Dayak Tomun, Cerminan Nusantara di Kalimantan

Sekitar 500 tahun lalu, saudagar dari Sumatera Barat singgah di perairan bagian selatan Kalimantan Tengah. Tujuan awal berdagang itu bergeser hingga kemudian menikahi gadis Dayak. Keturunan mereka pun dikenal kemudian sebagai Dayak Tomun, atau dikenal sebagai keturunan tiga kerajaan besar.

Saudagar itu bukan sembarang orang atau sekadar pedagang. Ia adalah keturunan Raja Pagaruyung yang bergelar patih, namanya Malikur Besar Gelar Patih Sebatang Balai Seruang. Ia berlayar ke Kalimantan karena mendengar tentang kejayaan dan kekayaan alam dari negeri Sarang Paruya.

Tujuannya ingin berdagang, dibawanya kekayaan rempah khas Sumatera untuk ditukar. Namun, sesampai di Kalimantan, ia malah terpikat dengan pesona alam Kalimantan.

Sarang Paruya adalah kerajaan yang masyarakatnya merupakan campuran Dayak dan Melayu. Letaknya di barat Kalimantan Tengah, tepatnya di Kabupaten Lamandau, yang berbatasan langsung dengan Nanga Tayap, Kalimantan Barat.

Sang patih pun menetap dan enggan pulang. Ia berjalan-jalan menyusuri sungai dan riam yang indah, seperti Riam Laminding, yang sampai saat ini masih menggunakan nama yang sama dan terletak di Kecamatan Batang Kawa, Lamandau. Di tempat ini, ia menjadi teman Raja Sarang Paruya yang bernama Santomang.

Kompas/DIONISIUS REYNALDO TRIWIBOWO
Bajual bajarupis, salah satu alat transportasi seperti sampan dari bambu yang digunakan masyarakat di Desa Kinipan, Lamandau, Kalteng atau Dayak Tomun.

Tak hanya berteman, Santomang menikahkan Patih Sebatang dengan dayang kerajaan bernama Dayang Ilung. Kecantikannya tak terlupakan Patih Sebatang hingga menjadi alasan ia tak mengikuti kapalnya kembali ke Pagaruyung. Mereka menikah dan memiliki keturunan.

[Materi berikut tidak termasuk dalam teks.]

PR #3030, opened 2023-11-16
Remove sorted constraint on sparse vectors

agourlay:
### All Submissions:

### New Feature Submissions:

### Changes to Core Features:

### DIFF
--- a/lib/segment/src/data_types/named_vectors.rs
+++ b/lib/segment/src/data_types/named_vectors.rs
@@ -146,7 +146,10 @@ impl<'a> NamedVectors<'a> {
                     let preprocessed_vector = distance.preprocess_vector(v.to_vec());
                     *vector = CowValue::Dense(Cow::Owned(preprocessed_vector))
                 }
-                CowValue::Sparse(_) => {}
+                CowValue::Sparse(v) => {
+                    // sort by indices to enable faster dot product and overlap checks
+                    v.to_mut().sort_by_indices();
+                }
             }
         }
     }
--- a/lib/sparse/src/common/sparse_vector.rs
+++ b/lib/sparse/src/common/sparse_vector.rs
@@ -9,7 +9,8 @@ use crate::common::types::{DimId, DimWeight};
 /// - indices to be unique
 /// - indices and values to be the same length
 /// - indices and values to be non-empty
-/// - indices to be sorted TODO(sparse) this is not validated yet
+/// - values can be any f32
+/// - indices do not need to sorted (they are sorted on persistence)
 #[derive(Debug, PartialEq, Clone, Default, Serialize, Deserialize)]
 pub struct SparseVector {
     pub indices: Vec<DimId>,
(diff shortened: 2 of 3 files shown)


lib/segment/src/data_types/named_vectors.rs
```diff
@@ -146,7 +146,10 @@ impl<'a> NamedVectors<'a> {
                     let preprocessed_vector = distance.preprocess_vector(v.to_vec());
                     *vector = CowValue::Dense(Cow::Owned(preprocessed_vector))
                 }
-                CowValue::Sparse(_) => {}
+                CowValue::Sparse(v) => {
+                    // sort by indices to enable faster dot product and overlap checks
+                    v.to_mut().sort_by_indices();
+                }
```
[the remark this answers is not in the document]
NirantK: Never mind, I saw that this function handles that case!

lib/sparse/src/common/sparse_vector.rs
```diff
@@ -147,7 +177,7 @@ mod tests {
         assert!(different_length.is_err());
 
         let not_sorted = SparseVector::new(vec![1, 3, 2], vec![1.0, 2.0, 3.0]);
-        assert!(not_sorted.is_err());
+        assert!(not_sorted.is_ok());
```
NirantK, line 180: Do we want to hint the user that if their indices are pre-sorted, this indexing operation will be much faster?

generall: honestly, sorting 100 integers is a 100 nanosecod operation

NirantK: Aaah. At a few ns*1000 → total a few ms, this is perfectly fine. Thanks!

lib/sparse/src/common/sparse_vector.rs
```diff
@@ -9,7 +9,8 @@ use crate::common::types::{DimId, DimWeight};
 /// - indices to be unique
 /// - indices and values to be the same length
 /// - indices and values to be non-empty
-/// - indices to be sorted TODO(sparse) this is not validated yet
+/// - values can be any f32
```
IvanPleshkov, line 12: This comment line may be unnecessary. Even more, `NaN` is a valid `f32` value but we don't expect nan (and +- inf too)

lib/segment/src/data_types/named_vectors.rs
```diff
@@ -146,7 +146,10 @@ impl<'a> NamedVectors<'a> {
                     let preprocessed_vector = distance.preprocess_vector(v.to_vec());
                     *vector = CowValue::Dense(Cow::Owned(preprocessed_vector))
                 }
-                CowValue::Sparse(_) => {}
+                CowValue::Sparse(v) => {
```
IvanPleshkov, line 149: I find this place of sorting very untrivial. Can we do sort in `SparseVectors::new` before validation?

IvanPleshkov: And do sorting while serde deserialization

lib/sparse/src/common/sparse_vector.rs
agourlay: Sure I can remove it.

lib/segment/src/data_types/named_vectors.rs
agourlay: There is indeed a problem with the current implementation.
It only makes sure that the vector are sorted on insertion and updates.

I still need to add a sorting instruction for the query vectors when they reach the `SparseRawScorer` :hammer:

IvanPleshkov (approved):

Patih Sebatang diberikan tempat tinggal dan menetap di sebuah wilayah yang ia beri nama Kudangan. Kudangan memiliki arti tempat yang digemari binatang untuk mandi atau sekadar membersihkan bulu badannya. Hingga kini nama Kudangan masih digunakan sebagai nama ibu kota Kecamatan Delang di Lamandau.

Kompas beberapa kali datang ke Delang dan melihat rumah adat mereka yang memang berbentuk seperti campuran rumah gadang khas Minang dan rumah betang khas Dayak. Seperti di Desa Kubung, rumah betang mereka berukuran panjang lebih kurang 11 meter dengan tinggi 2 meter. Atap rumah adat mereka lancip di dua sisi, tidak seperti betang pada umumnya. Bagian tengah atap agak melengkung seperti rumah gadang.